Prior to the use of a surrogate endpoint in clinical trials to establish the efficacy of the new drugs, a question to be answered is: how can we know how accurate the prediction is? Conducting validation studies is an answer. To date, numerous validation studies have been conducted. Recently in the British Journal of Cancer, Belin et al.4 published a complete overview of validation studies on PFS for OS, summarising the validity of PFS as a surrogate endpoint for OS, and describing the characteristics of the methodologies used in those validation studies. Two main findings have been reported by the authors. First, only half (52%) of all 91 validation studies (involving 24 cancer localisations) concluded on the validity of PFS for OS; of those studies, only half (51%; 24 studies) indicated a good endpoint surrogacy (criteria used in this review: trial-level R2 ≥ 0.6). Second, most of those validation studies utilised a meta-analytic approach per recommended, but a remarkable heterogeneity in methods and reporting was noticed. Specifically, the methods were heterogeneous in the evaluation at patient or trial level, and in the trial-level evaluation on the aggregate measures based on one arm (median PFS at a clinically meaningful timepoint), or the treatment effects based on two arms (hazard ratio, difference of median, ratio of median).4

These findings have profound implication to design future clinical trials. The first main finding emphasises that endpoint surrogacy of PFS for OS is not universally valid, given that all included validation studies were conducted based on different interventions and different indications (e.g. treatment regimen, treatment line, cancer type, cancer stage). For example, there is currently a lack of strong evidence supporting the validity of PFS for OS in immunotherapies.4,5 Therefore, we encourage future validation studies that should have focus(es) on specific intervention and specific indication. Through such an approach, one can assess how valid a surrogate endpoint is to predict clinical benefit according to each specific intervention and specific indication. To better accomplish validation studies for specific intervention and specific indication, we need a large pool of clinical trials data in which both OS and the surrogate endpoints were captured. An easy access to the data from completed clinical trials from many pharmaceutical industry or government spooned trials for research use is the key to such success. We also encourage conducting more validation studies focusing on not only PFS, the most common surrogate endpoint for OS, but also other potential endpoints like metastasis-free survival6 and milestone survival.7 Furthermore, these potential surrogate endpoints have focus(es) on specific intervention and specific indication.

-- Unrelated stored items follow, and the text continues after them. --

PR #1099, opened 2016-08-08
CA-217844: Handling Automatic update not supported

GaborApatiNagy:
If there is no <minimalpatches /> tag, the version is not supported. This check has priority over licensed state when displaying the reason why a server is not supported.

### DIFF
--- a/XenAdmin/Core/Updates.cs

Corresponding to the second main finding, we agree with Belin et al.4 that developing and applying recommendations on the methodology and reporting of validation analyses is important. Related recommendations on reporting have been well established in the ReSEEM guidelines,8 which provide useful suggestions on methodology to improve consistency in validation studies. Consensus is still needed with regard to more nuanced aspects of methodology, especially at the policy level. For example, there is no consensus on the extent to the prediction indicating a valid endpoint surrogacy (e.g. trial-level or patient-level R2? R2 ≥ 0.?). Also, no consensus is made on the validation evaluation that whether and how an adjustment by trial characteristics should be applied, and that whether the aggregate measures or the treatment effects should be used. With respect to which aggregate measures or treatment effects should be used, however, it may be too early to develop a universal recommendation, given the current debate between the use of traditional aggregate measures (e.g. median survival) or treatment effects (e.g. hazard ratio) compared with the aggregate measures or treatment effects based on newer endpoints (e.g. milestone survival7) and/or newer statistical methods using the landmark analysis9 or restricted mean survival time.10 Therefore, we suggest current validation studies to consider any possible aggregated measures or treatment effects in their evaluation of validity.